Vladimir Putin’s insane invasion of Ukraine has led to disruption in global fossil fuel supplies. This is good news long term for the world, as it has accelerated plans to deploy more renewable energy – wind , solar etc., much faster than originally planned. But it is bad news in the short term as we return to increased use of coal and gas to fuel our energy hungry way of life. It’s sad to see some countries placing higher importance on securing alternatives to Russian oil and gas supplies than reducing carbon emissions.

NOT ENOUGH FINANCIAL SUPPORT 

In 2021, developed countries committed to $100 billion of annual aid to help fight carbon emissions.

Apart from my own view that this is nowhere near enough (too little too late), the UK government recently stated that this will not be achieved in 2022 but it was confident the target would be hit by 2023.

Talk about kicking the problem down the road…

Developing countries, without necessary investment, continue to harm the world’s environment.

India is a prime example.

Pollution Smoke At Sunset
Pollution. Photo Adobe Stock

Desperate to grow its economy, demand continues to surge. Coal India, the world’s largest coal miner, has increased production by more than 15% and it’s still not enough to supply local demand. Power outages are regular.

Earlier than expected, searing heatwaves in April (global warming….no surprise) pushed up demand for electricity to record levels. How is the electricity produced? COAL.

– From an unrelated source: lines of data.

PR #12808, opened 2018-10-30
docs: mention Terser instead of UglifyJS

cexbrayat:
Now that https://github.com/angular/angular-cli/pull/11996 landed, the CLI uses Terser instead of UglifyJS.

### DIFF
--- a/docs/documentation/build.md
+++ b/docs/documentation/build.md
@@ -35,7 +35,7 @@ ng build --base-href /myUrl/
 ### Bundling & Tree-Shaking
 
 All builds make use of bundling and limited tree-shaking, while `--prod` builds also run limited
-dead code elimination via UglifyJS.
+dead code elimination via Terser.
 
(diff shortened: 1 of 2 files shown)


alan-agius4:
Thanks for the PR. However, the documentation here is correct as this is strictly for version 6. Version 7 of the document has been moved to https://angular.io/guide/build

There is currently an open PR to improve the overall description https://github.com/angular/angular-cli/pull/12741

cexbrayat:
@alan-agius4 Ha right, sorry.

Maybe this is still interesting for the README of build-optimizer which still mention UglifyJS though?

alan-agius4:
If you want to go ahead a remove it that it’s fine by me. Though I suggest not to mention the brand or tool that can be used as strictly speaking it can work with any js optimization tool.

For instance instead of `UglifyJS` you can use `JS optimization tools`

What does burning coal do ? DESTROYS THE ENVIRONMENT. (India’s coal is high in ash – 35% more, which makes it highly polluting.)

Some100,000 Indians die every year through coal emissions according to Greenpeace.

GOVERNMENTS FINANCIAL PRIORITIES HAVE CHANGED 

Sad but true. As the world faces the absurd actions of the lunatic Putin, finances have had to be diverted to funding an unnecessary war effort. This avoidable, futile and needless war results in killing not only human life, but also the environment.